Referring to studies showing that babies need physical contact and nurture, the group of scientists from Sweden and Canada who made the discovery wrote, "The profound importance of such a system for human well-being has long been suggested, at least since the classical study of baby monkeys who show affection for a surrogate mother in response to tactile comfort."

The nerve system continues to function throughout life, underscoring the continuing importance of such comfort. While the thicker nerve fibers that communicate contact information are more densely packed into areas like the palm, the thinner nerves are found on hairy areas of the skin, like the forearm.

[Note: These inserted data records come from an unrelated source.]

PR #297, opened 2024-03-21
test: map /var/lib/containers/storage when running bib

mvo5:
Now that we always pull the containers this may speed up things when layers are found in the container storage.

I finally measured this, at least locally it has a noticable effect. I tested a single run of 
```
$ sudo pytest -s -vv './test/test_build.py::test_image_boots[quay.io/centos-bootc/centos-bootc:stream9,raw]'
```
- with the patch a single test run  takes `2:39min` on my system
- without `4:40min`

### DIFF
--- a/test/test_build.py
+++ b/test/test_build.py
@@ -233,6 +233,7 @@ def build_images(shared_tmpdir, build_container, request, force_aws_upload):
             "podman", "run", "--rm",
             "--privileged",
             "--security-opt", "label=type:unconfined_t",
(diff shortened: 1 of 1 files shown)


cgwalters:
I guess I still think we *always* want to default to `--local`, in which case yes we should do this too by default.

rhatdan:
I agree, --local=true should be default.  If I have the image in local storage, then use it, otherwise pull it.

ondrejbudai (approved):

PR #298, opened 2024-03-21
main: check s3 bucket access before starting (HMS-3099)

### LINKED ISSUE #220: Check that the given S3 bucket exists before building an image
It's super cheap, and it would improve the UX so much. :)

schuellerf:
Check AWS S3 bucket and permission before starting the build.

Resolves #220 

PR https://github.com/osbuild/images/pull/539 needs to be merged & deployed **before**

### DIFF
--- a/Containerfile
+++ b/Containerfile
@@ -1,6 +1,8 @@
 FROM registry.fedoraproject.org/fedora:39 AS builder
 RUN dnf install -y git-core golang gpgme-devel libassuan-devel && mkdir -p /build/bib
 COPY bib/go.mod bib/go.sum /build/bib
+ARG GOPROXY=https://proxy.golang.org,direct
+RUN go env -w GOPROXY=$GOPROXY
 RUN cd /build/bib && go mod download
 COPY build.sh /build
 COPY bib /build/bib
--- a/Makefile
+++ b/Makefile
@@ -1,4 +1,36 @@
-# There's no heavy lifting here; this file is just a convenience
-# for people whose muscle memory for building projects starts with typing `make`.
-all:
+.PHONY: all
+all: build-binary build-container
+
+.PHONY: clean
+clean:
+	# not sure if we should remove generated stuff
+	# keep the output directory itself
+	#-rm -rf output/*
+	rm -rf bin
+	@echo "removing test files that might be owned by root"
+	sudo rm -rf /var/tmp/bib-tests
+
+.PHONY: test
+test:
+	@echo "Be aware that the tests take a really long time"
+	@echo "Running tests as root"
+	sudo -E pip install --user -r test/requirements.txt
+	sudo -E pytest -s -v
+
+.PHONY: build-binary
+build-binary:
 	./build.sh
+
+.PHONY: build-container
+build-container:
+	sudo podman build --tag bootc-image-builder .
+
+.PHONY: push-check
+push-check: build-binary build-container test
+	cd bib; go fmt ./...
+	@if [ 0 -ne $$(git status --porcelain --untracked-files|wc -l) ]; then \
+	    echo "There should be no changed or untracked files"; \
+	    git status --porcelain --untracked-files; \
+	    exit 1; \
+	fi
+	@echo "All looks good - congratulations"
--- a/bib/cmd/bootc-image-builder/main.go
+++ b/bib/cmd/bootc-image-builder/main.go
@@ -313,16 +313,42 @@ func cmdBuild(cmd *cobra.Command, args []string) error {
 		if !slices.Contains(imgTypes, "ami") {
 			return fmt.Errorf("aws flags set for non-ami image type (type is set to %s)", strings.Join(imgTypes, ","))
 		}
-		// initialise the client to check if the env vars exist before building the image
+
+		// check as many permission prerequisites as possible before starting
 		client, err := awscloud.NewDefault(region)
 		if err != nil {
 			return err
 		}
 
-		fmt.Printf("Checking AWS permission by listing regions...\n")
-		if _, err := client.Regions(); err != nil {
+		fmt.Println("Checking AWS region access...")
+		regions, err := client.Regions()
+		if err != nil {
+			return fmt.Errorf("retrieving AWS regions for '%s' failed: %w", region, err)
+		}
+
+		if !slices.Contains(regions, region) {
+			return fmt.Errorf("given AWS region '%s' not found", region)
+		}
+
+		fmt.Println("Checking AWS bucket...")
+		bucketName, _ := cmd.Flags().GetString("aws-bucket")
+		buckets, err := client.Buckets()
+		if err != nil {
+			return fmt.Errorf("retrieving AWS list of buckets failed: %w", err)
+		}
+		if !slices.Contains(buckets, bucketName) {
+			return fmt.Errorf("bucket '%s' not found in the given AWS account", bucketName)
+		}
+
+		fmt.Println("Checking AWS bucket permissions...")
+		writePermission, err := client.CheckBucketPermission(bucketName, awscloud.S3PermissionWrite)
+		if err != nil {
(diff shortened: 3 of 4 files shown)


bib/cmd/bootc-image-builder/main.go
```diff
@@ -313,16 +313,51 @@ func cmdBuild(cmd *cobra.Command, args []string) error {
...
 		client, err := awscloud.NewDefault(region)
 		if err != nil {
 			return err
 		}
 
-		fmt.Printf("Checking AWS permission by listing regions...\n")
-		if _, err := client.Regions(); err != nil {
-			return err
+		fmt.Printf("Checking AWS region access...\n")
+		var regions []string
```
mvo5, line 324: It's common in go to just avoid this var declaration as the call below will create `regions` and infer the type, so:
```go
-               var regions []string
-               regions, err = client.Regions();
+               regions, err := client.Regions()
```
should be fine here.

bib/cmd/bootc-image-builder/main.go
```diff
@@ -313,16 +313,51 @@ func cmdBuild(cmd *cobra.Command, args []string) error {
...
+		if !regionAvailable {
+			return fmt.Errorf("given AWS region '%s' not found", region)
+		}
+
+		fmt.Printf("Checking AWS bucket...\n")
+		bucketName, _ := cmd.Flags().GetString("aws-bucket")
+		var buckets []string
+		buckets, err = client.Buckets()
+		if err != nil { return fmt.Errorf("retrieving AWS list of buckets failed: %w", err) }
+		foundBucket := false
```
mvo5, line 343: We should be able to use `slices.Contains()` here because we are on go 1.20 and import `golang.org/x/exp/slices`:
```go
-               var buckets []string
-               buckets, err = client.Buckets()
-               if err != nil { return fmt.Errorf("retrieving AWS list of buckets failed: %w", err) }
-               foundBucket := false
-               for _, b := range buckets {
-                       if bucketName == b {
-                               foundBucket = true
-                       }
+               buckets, err := client.Buckets()
+               if err != nil {
+                       return fmt.Errorf("retrieving AWS list of buckets failed: %w", err)
                }
-               if ! foundBucket {
+               if !slices.Contains(buckets, bucketName) {
                        return fmt.Errorf("bucket '%s' not found in the given AWS account", bucketName)
                }
```

bib/cmd/bootc-image-builder/main.go
```diff
@@ -313,16 +313,51 @@ func cmdBuild(cmd *cobra.Command, args []string) error {
...
-		if _, err := client.Regions(); err != nil {
-			return err
+		fmt.Printf("Checking AWS region access...\n")
+		var regions []string
+		regions, err = client.Regions();
+		if err != nil {
+			return fmt.Errorf("retrieving AWS regions for '%s' failed: %w", region, err)
+		}
+
+		regionAvailable := false
```
mvo5, line 330: We should be able to use `slices.Contains()` here (just like below):
```go
-               regionAvailable := false
-               for _, r := range regions {
-                       if r == region { regionAvailable = true }
-               }
-               if !regionAvailable {
+               if !slices.Contains(regions, region) {
                        return fmt.Errorf("given AWS region '%s' not found", region)
                }
```

bib/cmd/bootc-image-builder/main.go
```diff
@@ -313,16 +313,51 @@ func cmdBuild(cmd *cobra.Command, args []string) error {
...
+		for _, r := range regions {
+			if r == region { regionAvailable = true }
+		}
+		if !regionAvailable {
+			return fmt.Errorf("given AWS region '%s' not found", region)
+		}
+
+		fmt.Printf("Checking AWS bucket...\n")
+		bucketName, _ := cmd.Flags().GetString("aws-bucket")
+		var buckets []string
```
mvo5, line 340: Same as above, declaring this here is uncommon in go, just doing:
```go
-               var buckets []string
-               buckets, err = client.Buckets()
+               buckets, err := client.Buckets()
```
should be fine and feels more idiomatic

mvo5 (commented):
Just some really quick drive-by comments for your consideration. Also `go fmt` is needed or our linters will be unhappy (or should be if they are not already :)

bib/cmd/bootc-image-builder/main.go
schuellerf: but re-declares "err" :-/

Containerfile
```diff
@@ -1,6 +1,7 @@
 FROM registry.fedoraproject.org/fedora:39 AS builder
 RUN dnf install -y git-core golang gpgme-devel libassuan-devel && mkdir -p /build/bib
 COPY bib/go.mod bib/go.sum /build/bib
+RUN go env -w GOPROXY=https://proxy.golang.org,direct
```
cgwalters, line 4: Non-blocking/optional: Fully supportive of this change, that said in the general case I think I would vote to make this an `ARG GOPROXY=https://proxy.golang.org` instead so it can be overridden by downstream build systems where desired.

Makefile
```diff
@@ -1,4 +1,39 @@
 # There's no heavy lifting here; this file is just a convenience
```
cgwalters, line 1: Note the changes below make this comment sort of a lie now :smile: 

Maybe say: "Avoid adding substantial dedicated code here, more than 5 lines of inline shell script for a rule should invoke an external tool"?

bib/cmd/bootc-image-builder/main.go
```diff
@@ -313,16 +313,45 @@ func cmdBuild(cmd *cobra.Command, args []string) error {
...
+		regions, err = client.Regions()
+		if err != nil {
+			return fmt.Errorf("retrieving AWS regions for '%s' failed: %w", region, err)
+		}
+
+		if !slices.Contains(regions, region) {
+			return fmt.Errorf("given AWS region '%s' not found", region)
+		}
+
+		fmt.Printf("Checking AWS bucket...\n")
```
cgwalters, line 334: Minor/optional and not new, but this could be `fmt.Println()` and avoid the `\n`.

(Rust of course got this right, the `println!()` macro is saner...)

bib/cmd/bootc-image-builder/main.go
mvo5: Not sure I follow - when I do the following:
```go
index 9f00131..5783e81 100644
@@ -321,8 +321,7 @@ func cmdBuild(cmd *cobra.Command, args []string) error {
                }
 
                fmt.Printf("Checking AWS region access...\n")
-               var regions []string
-               regions, err = client.Regions()
+               regions, err := client.Regions()
                if err != nil {
                        return fmt.Errorf("retrieving AWS regions for '%s' failed: %w", region, err)
                }
```
it still compiles for me, go is fine with this because `regisions` is a new var so that is declared and err is just assigned, see https://go.dev/doc/effective_go#redeclaration and is quite common.

Or am I missing something?

schuellerf: IntelliJ doesn't like this - but if it's an accepted re-declaration I'm happy to use this as it's nicer for sure!

Makefile
schuellerf: ... I'll just remove the comment :-D

bib/cmd/bootc-image-builder/main.go
mvo5: Out of curiosity, what does InteliJ say here? Is it a warning or an error? It's super common in go code to use this pattern of just redeclartions.

schuellerf: Actually it's not even a warning its more a hint. The variable is just underlined as if it would be a typo :-/
I just checked and it should be a "helper" to notify me that I do redeclare. The underline just distracted me... I'll ignore from now on...

ondrejbudai (approved):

"Their functional role is below the level of consciousness and has to do with the emotional aspects of touch -- like the pleasure of touch," said lead scientist Hakan Olausson, a neurophysiologist at the Sahlgrenska University Hospital in Goteborg, Sweden, in a telephone interview. "The fast fibers indicate when we are touched and how strong the touch is; these signal the fine aspects of touch."

Evidence about the functioning of the slow fiber nerve system was difficult to obtain because gentle touches also trigger the parallel nerve system. Researchers knew how to trigger just the thin nerve system in animals, but that didn't reveal much about pleasure.

An unusual patient

Olausson, Lamarre and a team of scientists from Sweden and Canada based their new report on studies of an unusual patient -- a 54-year-old woman from Montreal, dubbed G.L., who suffers from a disease that destroyed the nerve system that responds to the rougher touches.